Top of Task inputs

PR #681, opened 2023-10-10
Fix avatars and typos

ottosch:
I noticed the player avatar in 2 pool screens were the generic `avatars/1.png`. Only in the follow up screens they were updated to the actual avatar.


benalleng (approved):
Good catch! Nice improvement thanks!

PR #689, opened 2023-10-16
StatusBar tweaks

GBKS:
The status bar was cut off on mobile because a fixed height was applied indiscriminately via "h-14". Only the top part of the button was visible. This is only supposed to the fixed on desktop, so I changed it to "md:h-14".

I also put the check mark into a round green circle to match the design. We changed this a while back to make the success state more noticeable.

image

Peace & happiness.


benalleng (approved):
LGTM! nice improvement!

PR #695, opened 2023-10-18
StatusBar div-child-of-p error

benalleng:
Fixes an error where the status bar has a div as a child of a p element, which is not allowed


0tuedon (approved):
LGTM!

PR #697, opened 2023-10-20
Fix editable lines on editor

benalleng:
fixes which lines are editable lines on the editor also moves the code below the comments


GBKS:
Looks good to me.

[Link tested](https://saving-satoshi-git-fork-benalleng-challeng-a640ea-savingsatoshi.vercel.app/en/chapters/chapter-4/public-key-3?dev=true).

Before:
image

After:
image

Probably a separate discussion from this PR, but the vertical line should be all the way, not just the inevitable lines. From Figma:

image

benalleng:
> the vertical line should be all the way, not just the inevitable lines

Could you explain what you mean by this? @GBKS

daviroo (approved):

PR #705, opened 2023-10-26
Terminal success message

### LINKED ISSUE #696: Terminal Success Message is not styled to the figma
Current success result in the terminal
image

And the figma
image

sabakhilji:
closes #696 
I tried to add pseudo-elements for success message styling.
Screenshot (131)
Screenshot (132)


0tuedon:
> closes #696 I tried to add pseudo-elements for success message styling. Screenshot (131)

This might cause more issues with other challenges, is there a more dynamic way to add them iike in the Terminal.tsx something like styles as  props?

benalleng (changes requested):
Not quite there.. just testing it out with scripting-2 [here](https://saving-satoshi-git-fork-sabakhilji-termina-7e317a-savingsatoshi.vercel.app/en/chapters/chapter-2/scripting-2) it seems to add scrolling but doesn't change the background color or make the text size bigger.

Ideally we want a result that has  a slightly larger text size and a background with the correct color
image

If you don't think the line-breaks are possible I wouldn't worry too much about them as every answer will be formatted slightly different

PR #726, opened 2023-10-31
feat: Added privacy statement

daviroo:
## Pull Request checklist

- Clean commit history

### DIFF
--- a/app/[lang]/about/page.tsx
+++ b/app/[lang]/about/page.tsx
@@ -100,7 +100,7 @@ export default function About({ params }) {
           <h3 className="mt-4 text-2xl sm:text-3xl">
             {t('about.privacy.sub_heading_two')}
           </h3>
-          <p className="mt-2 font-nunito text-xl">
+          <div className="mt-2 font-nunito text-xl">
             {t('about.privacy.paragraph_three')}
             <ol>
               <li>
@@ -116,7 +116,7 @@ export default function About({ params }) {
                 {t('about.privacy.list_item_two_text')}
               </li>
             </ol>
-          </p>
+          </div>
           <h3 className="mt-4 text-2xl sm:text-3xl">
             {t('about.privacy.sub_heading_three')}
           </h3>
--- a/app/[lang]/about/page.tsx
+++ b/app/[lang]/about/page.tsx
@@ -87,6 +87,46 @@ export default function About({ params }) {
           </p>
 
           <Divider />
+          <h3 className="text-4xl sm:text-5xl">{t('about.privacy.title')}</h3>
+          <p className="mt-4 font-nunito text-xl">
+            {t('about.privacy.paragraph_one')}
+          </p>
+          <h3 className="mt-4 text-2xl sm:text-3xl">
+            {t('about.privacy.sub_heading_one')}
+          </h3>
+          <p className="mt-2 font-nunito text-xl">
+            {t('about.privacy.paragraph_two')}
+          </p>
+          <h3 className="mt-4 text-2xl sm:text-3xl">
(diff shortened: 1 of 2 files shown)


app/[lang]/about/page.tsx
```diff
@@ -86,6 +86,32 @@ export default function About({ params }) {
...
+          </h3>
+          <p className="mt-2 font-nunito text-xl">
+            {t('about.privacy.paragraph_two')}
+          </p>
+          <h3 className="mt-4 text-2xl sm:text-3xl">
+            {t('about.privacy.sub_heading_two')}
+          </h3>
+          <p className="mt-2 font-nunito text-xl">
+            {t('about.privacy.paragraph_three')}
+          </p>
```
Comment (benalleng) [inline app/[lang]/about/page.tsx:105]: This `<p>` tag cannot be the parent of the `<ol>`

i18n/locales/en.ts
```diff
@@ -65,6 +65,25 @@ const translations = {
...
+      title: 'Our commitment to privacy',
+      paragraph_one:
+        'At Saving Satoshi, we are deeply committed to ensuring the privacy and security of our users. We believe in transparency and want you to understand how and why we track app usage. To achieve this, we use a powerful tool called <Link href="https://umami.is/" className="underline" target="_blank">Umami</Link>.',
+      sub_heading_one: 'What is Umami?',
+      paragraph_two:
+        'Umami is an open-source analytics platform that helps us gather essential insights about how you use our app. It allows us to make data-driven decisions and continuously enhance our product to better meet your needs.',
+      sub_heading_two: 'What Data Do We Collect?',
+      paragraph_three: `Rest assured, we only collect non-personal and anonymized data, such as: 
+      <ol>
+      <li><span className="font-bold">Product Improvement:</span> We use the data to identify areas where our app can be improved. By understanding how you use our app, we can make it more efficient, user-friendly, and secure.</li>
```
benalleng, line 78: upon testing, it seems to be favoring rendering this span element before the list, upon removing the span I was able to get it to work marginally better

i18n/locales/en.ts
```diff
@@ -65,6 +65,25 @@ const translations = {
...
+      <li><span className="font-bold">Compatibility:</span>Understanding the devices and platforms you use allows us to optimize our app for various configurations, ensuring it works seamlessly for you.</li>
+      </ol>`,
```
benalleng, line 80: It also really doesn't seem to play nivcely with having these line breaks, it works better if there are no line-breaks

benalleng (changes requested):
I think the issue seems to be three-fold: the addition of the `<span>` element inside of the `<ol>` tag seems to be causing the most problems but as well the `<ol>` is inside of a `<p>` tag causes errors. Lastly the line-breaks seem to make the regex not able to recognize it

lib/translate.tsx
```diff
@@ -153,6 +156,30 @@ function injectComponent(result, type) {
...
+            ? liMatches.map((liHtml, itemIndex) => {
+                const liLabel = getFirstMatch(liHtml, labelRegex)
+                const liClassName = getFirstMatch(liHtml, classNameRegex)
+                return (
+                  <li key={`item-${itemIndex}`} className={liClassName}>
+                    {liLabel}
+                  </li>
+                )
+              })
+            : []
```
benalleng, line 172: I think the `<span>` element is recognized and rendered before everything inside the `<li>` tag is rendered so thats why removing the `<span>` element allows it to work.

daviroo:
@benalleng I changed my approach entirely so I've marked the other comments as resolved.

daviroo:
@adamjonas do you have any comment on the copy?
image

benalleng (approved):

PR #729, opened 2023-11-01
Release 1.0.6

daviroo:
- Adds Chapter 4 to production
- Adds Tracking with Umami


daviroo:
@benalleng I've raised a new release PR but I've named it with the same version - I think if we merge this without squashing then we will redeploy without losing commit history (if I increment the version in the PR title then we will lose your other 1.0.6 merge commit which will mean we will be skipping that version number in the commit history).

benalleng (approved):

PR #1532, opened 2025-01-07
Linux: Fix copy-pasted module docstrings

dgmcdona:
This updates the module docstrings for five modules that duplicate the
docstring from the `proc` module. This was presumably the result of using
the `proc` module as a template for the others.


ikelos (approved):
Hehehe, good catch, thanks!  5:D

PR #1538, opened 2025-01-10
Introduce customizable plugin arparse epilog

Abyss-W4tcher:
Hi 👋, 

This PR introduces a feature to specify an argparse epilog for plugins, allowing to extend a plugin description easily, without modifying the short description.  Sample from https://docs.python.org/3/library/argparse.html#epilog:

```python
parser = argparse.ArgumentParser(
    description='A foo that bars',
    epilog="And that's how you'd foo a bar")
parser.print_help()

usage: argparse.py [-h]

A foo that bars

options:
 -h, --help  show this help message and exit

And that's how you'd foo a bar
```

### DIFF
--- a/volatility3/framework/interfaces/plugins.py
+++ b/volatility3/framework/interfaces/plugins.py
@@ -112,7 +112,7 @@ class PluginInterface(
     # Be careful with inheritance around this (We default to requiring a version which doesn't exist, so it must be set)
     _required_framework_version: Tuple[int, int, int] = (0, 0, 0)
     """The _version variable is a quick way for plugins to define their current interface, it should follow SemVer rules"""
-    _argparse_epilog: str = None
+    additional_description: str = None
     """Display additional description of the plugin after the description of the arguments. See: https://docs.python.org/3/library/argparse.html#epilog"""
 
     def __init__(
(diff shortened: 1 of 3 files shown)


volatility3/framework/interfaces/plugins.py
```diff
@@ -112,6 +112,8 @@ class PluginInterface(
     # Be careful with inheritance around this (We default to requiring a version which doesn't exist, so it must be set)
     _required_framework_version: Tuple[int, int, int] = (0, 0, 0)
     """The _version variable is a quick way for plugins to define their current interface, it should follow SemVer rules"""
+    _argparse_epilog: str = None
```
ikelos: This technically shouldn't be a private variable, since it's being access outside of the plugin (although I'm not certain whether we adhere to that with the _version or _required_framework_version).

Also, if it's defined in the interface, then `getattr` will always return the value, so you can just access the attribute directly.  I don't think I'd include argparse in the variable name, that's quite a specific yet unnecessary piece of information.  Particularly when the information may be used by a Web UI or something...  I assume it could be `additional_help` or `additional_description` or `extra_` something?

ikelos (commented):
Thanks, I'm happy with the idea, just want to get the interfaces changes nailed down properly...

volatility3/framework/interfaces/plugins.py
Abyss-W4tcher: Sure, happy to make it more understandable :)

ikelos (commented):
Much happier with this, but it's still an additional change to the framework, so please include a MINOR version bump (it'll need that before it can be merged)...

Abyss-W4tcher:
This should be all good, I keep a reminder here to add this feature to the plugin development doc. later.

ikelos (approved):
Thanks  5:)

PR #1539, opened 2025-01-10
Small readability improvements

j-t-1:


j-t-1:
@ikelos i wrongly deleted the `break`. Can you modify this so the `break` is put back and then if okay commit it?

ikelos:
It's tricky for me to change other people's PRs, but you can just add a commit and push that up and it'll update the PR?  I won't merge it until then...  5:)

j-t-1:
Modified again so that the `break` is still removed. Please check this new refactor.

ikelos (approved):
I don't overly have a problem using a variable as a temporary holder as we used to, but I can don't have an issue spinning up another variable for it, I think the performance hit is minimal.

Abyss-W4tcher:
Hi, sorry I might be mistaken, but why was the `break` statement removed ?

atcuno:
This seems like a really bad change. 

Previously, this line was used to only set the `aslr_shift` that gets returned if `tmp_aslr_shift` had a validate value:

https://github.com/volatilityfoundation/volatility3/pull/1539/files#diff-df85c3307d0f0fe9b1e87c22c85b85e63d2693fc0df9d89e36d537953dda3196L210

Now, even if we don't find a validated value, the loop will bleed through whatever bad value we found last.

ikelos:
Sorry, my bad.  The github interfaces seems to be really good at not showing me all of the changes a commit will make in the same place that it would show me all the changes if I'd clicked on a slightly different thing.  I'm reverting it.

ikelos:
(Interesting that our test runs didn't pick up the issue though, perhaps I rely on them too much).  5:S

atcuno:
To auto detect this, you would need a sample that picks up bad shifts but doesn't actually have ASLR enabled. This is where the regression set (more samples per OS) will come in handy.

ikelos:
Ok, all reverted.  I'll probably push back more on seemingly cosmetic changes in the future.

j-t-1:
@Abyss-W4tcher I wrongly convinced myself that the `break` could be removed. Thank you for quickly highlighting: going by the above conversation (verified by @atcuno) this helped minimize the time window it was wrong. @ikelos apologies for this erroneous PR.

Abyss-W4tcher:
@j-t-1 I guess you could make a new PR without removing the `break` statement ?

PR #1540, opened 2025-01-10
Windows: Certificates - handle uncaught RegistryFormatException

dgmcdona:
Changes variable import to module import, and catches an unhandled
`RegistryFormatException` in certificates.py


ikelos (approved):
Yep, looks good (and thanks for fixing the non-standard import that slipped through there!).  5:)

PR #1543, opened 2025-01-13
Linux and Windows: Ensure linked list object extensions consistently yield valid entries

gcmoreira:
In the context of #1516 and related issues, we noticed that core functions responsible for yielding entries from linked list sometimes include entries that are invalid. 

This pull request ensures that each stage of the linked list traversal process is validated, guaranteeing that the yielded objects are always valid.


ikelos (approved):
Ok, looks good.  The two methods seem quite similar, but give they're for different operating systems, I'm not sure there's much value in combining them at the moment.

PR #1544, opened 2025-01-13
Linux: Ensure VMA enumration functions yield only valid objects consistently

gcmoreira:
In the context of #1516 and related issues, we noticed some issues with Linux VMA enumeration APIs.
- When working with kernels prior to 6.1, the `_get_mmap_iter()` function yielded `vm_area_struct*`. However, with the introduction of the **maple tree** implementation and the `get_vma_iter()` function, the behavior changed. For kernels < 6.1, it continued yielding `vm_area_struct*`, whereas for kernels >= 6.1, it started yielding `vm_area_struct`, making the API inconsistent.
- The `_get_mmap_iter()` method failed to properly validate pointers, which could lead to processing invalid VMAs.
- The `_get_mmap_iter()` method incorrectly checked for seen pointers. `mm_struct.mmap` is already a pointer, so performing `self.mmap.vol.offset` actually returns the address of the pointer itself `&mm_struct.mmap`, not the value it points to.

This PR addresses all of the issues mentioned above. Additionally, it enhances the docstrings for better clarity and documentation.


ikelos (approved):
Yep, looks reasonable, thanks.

Bottom of Task inputs

- **Work to be completed**: Among the lines of the data above, count those containing the word "functions" and report the total alone.

- **Solution for this problem**: 2